** Aim of the task **
Below are some records; quote exactly the lines from the one that contains "variables_x <- variables(x)" through the one that contains "Speed is okay.", inclusive, and no others.

(Stored items)
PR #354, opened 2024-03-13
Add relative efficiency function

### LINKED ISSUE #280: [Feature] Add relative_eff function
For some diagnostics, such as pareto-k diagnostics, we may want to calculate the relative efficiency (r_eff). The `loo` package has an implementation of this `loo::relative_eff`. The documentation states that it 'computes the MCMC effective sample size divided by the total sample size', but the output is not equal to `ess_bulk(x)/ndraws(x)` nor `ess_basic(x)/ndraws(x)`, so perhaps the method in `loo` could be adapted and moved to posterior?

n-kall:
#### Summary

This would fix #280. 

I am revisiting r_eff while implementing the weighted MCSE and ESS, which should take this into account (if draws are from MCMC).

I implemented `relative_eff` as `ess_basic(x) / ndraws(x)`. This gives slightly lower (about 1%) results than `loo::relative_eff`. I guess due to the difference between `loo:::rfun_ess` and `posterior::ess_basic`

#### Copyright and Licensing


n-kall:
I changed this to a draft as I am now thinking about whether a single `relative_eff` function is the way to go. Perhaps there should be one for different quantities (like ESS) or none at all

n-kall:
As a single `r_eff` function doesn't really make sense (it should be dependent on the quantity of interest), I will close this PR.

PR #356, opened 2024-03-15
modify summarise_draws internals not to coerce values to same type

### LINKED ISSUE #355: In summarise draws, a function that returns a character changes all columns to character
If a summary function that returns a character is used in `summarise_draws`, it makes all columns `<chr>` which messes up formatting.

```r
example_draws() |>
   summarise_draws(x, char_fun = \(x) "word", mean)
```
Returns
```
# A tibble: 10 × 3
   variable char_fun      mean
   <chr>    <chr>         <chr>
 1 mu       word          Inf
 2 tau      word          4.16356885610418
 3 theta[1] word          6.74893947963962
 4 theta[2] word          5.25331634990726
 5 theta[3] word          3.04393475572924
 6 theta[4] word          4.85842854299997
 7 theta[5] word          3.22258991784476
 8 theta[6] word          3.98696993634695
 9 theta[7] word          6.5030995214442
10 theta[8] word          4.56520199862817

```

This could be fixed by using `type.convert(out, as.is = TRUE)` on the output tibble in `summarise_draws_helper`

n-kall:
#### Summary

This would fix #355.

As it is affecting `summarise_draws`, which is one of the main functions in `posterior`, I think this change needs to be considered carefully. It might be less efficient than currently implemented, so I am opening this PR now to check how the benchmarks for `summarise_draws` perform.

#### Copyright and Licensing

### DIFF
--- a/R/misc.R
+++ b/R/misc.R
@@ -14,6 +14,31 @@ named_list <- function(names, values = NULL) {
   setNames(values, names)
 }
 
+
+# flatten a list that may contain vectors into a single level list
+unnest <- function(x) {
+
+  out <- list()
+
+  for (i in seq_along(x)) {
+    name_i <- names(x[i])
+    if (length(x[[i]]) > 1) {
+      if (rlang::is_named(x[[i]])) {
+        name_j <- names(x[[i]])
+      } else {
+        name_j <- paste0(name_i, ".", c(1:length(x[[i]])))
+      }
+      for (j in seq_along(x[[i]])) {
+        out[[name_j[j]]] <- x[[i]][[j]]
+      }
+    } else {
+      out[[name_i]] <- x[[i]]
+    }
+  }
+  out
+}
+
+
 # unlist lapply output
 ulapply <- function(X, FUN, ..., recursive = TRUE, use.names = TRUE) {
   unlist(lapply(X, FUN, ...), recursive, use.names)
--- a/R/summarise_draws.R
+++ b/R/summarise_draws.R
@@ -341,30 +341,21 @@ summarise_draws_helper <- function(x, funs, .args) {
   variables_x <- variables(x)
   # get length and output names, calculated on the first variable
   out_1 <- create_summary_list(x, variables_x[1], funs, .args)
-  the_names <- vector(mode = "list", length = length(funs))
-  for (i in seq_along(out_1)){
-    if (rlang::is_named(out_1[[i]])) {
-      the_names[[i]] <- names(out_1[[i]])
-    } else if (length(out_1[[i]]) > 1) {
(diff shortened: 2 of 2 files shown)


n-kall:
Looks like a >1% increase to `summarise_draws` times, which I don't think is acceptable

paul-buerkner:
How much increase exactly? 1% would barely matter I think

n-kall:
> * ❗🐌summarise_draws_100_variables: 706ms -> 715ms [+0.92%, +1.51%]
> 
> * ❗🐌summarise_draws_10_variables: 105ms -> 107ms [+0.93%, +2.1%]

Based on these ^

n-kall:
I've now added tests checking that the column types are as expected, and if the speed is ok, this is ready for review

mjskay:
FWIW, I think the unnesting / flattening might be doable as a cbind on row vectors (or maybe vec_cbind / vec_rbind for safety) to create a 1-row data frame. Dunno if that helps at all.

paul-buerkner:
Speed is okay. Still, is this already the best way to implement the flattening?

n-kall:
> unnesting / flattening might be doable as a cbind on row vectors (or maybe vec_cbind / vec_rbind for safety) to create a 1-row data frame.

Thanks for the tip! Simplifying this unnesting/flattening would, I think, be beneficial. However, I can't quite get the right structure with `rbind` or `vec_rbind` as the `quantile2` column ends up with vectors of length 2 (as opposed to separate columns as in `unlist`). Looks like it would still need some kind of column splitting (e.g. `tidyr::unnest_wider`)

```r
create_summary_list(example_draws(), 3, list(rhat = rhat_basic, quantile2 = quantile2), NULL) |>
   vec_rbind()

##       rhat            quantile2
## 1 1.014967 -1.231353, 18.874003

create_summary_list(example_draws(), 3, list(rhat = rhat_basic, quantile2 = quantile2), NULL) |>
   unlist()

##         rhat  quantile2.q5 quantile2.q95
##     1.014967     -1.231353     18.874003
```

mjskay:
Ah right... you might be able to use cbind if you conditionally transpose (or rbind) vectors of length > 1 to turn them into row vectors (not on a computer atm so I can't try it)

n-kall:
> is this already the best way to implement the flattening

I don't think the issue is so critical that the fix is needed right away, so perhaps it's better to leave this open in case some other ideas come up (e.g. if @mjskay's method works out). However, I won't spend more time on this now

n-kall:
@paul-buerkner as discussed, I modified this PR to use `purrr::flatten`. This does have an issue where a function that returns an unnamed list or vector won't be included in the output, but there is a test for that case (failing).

* * *

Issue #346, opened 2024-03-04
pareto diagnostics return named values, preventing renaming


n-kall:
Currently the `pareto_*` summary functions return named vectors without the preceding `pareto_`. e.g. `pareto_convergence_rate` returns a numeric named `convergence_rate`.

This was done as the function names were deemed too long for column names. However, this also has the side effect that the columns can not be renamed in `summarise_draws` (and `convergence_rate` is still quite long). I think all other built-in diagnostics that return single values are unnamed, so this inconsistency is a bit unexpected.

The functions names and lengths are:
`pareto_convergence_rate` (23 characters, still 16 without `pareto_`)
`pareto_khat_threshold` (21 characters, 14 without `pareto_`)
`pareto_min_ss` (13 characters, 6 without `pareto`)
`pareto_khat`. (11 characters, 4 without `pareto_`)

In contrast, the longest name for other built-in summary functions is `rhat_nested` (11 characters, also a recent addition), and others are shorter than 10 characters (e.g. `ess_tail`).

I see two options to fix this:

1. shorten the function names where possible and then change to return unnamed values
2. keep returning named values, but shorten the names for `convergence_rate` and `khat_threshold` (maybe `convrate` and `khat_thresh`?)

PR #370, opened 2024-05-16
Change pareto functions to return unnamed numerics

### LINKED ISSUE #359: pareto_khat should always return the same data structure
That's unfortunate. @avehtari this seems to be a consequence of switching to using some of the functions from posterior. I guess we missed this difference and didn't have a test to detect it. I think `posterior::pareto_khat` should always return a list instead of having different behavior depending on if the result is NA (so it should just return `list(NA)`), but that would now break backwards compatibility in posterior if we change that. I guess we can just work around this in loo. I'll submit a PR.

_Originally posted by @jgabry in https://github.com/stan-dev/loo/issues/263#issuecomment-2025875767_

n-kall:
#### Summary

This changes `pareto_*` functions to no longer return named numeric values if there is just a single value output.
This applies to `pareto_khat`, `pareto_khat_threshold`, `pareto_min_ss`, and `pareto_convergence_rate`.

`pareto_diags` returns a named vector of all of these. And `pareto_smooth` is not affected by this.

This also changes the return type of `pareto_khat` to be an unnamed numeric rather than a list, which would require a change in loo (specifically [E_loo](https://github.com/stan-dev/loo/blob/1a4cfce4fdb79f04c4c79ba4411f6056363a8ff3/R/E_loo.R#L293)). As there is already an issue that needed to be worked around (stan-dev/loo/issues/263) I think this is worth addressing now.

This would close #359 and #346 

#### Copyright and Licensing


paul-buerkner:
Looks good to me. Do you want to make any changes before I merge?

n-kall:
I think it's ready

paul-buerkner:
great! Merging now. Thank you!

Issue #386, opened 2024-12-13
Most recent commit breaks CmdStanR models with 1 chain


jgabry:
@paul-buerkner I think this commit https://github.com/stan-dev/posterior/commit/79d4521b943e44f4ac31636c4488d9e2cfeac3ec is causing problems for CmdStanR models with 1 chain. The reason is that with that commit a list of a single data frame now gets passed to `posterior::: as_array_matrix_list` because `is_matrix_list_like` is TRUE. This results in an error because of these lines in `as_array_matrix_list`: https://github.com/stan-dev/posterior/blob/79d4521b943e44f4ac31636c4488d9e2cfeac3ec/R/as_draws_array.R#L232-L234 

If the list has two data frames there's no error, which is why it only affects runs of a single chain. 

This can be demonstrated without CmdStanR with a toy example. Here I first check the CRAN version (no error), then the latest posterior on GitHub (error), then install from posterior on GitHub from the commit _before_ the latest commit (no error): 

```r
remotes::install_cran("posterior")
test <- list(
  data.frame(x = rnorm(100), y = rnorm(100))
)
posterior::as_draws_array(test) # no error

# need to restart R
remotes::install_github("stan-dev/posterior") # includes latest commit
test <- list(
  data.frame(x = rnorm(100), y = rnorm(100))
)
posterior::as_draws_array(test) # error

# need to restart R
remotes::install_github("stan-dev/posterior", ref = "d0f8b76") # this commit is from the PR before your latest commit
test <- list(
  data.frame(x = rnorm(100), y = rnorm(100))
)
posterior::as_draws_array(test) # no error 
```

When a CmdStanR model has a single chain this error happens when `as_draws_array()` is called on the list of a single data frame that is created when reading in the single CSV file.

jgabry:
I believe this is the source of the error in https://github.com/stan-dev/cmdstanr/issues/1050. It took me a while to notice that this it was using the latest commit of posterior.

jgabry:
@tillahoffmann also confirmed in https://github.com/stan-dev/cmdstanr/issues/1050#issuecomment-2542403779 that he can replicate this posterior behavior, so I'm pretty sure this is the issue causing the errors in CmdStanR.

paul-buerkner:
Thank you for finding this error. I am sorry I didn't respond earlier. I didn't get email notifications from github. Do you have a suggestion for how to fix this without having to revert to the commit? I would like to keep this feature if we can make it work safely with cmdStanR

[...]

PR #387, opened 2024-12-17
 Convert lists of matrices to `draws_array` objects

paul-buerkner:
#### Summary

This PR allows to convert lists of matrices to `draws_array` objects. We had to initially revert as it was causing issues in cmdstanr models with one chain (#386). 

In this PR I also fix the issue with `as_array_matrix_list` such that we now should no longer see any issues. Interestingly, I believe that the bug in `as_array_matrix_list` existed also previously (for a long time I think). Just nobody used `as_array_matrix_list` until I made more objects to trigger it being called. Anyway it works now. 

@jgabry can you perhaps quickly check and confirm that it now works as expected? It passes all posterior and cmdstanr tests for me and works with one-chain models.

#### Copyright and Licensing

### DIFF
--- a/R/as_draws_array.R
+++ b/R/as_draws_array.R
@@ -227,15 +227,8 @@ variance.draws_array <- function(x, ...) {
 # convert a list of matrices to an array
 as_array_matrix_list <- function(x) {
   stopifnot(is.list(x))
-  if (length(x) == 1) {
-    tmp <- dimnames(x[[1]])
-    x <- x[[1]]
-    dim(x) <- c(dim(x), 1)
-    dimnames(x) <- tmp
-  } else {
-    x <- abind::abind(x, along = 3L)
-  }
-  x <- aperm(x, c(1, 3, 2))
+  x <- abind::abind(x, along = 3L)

** Response area **
   variables_x <- variables(x)
   # get length and output names, calculated on the first variable
   out_1 <- create_summary_list(x, variables_x[1], funs, .args)
-  the_names <- vector(mode = "list", length = length(funs))
-  for (i in seq_along(out_1)){
-    if (rlang::is_named(out_1[[i]])) {
-      the_names[[i]] <- names(out_1[[i]])
-    } else if (length(out_1[[i]]) > 1) {
(diff shortened: 2 of 2 files shown)


n-kall:
Looks like a >1% increase to `summarise_draws` times, which I don't think is acceptable

paul-buerkner:
How much increase exactly? 1% would barely matter I think

n-kall:
> * ❗🐌summarise_draws_100_variables: 706ms -> 715ms [+0.92%, +1.51%]
> 
> * ❗🐌summarise_draws_10_variables: 105ms -> 107ms [+0.93%, +2.1%]

Based on these ^

n-kall:
I've now added tests checking that the column types are as expected, and if the speed is ok, this is ready for review

mjskay:
FWIW, I think the unnesting / flattening might be doable as a cbind on row vectors (or maybe vec_cbind / vec_rbind for safety) to create a 1-row data frame. Dunno if that helps at all.

paul-buerkner:
Speed is okay. Still, is this already the best way to implement the flattening?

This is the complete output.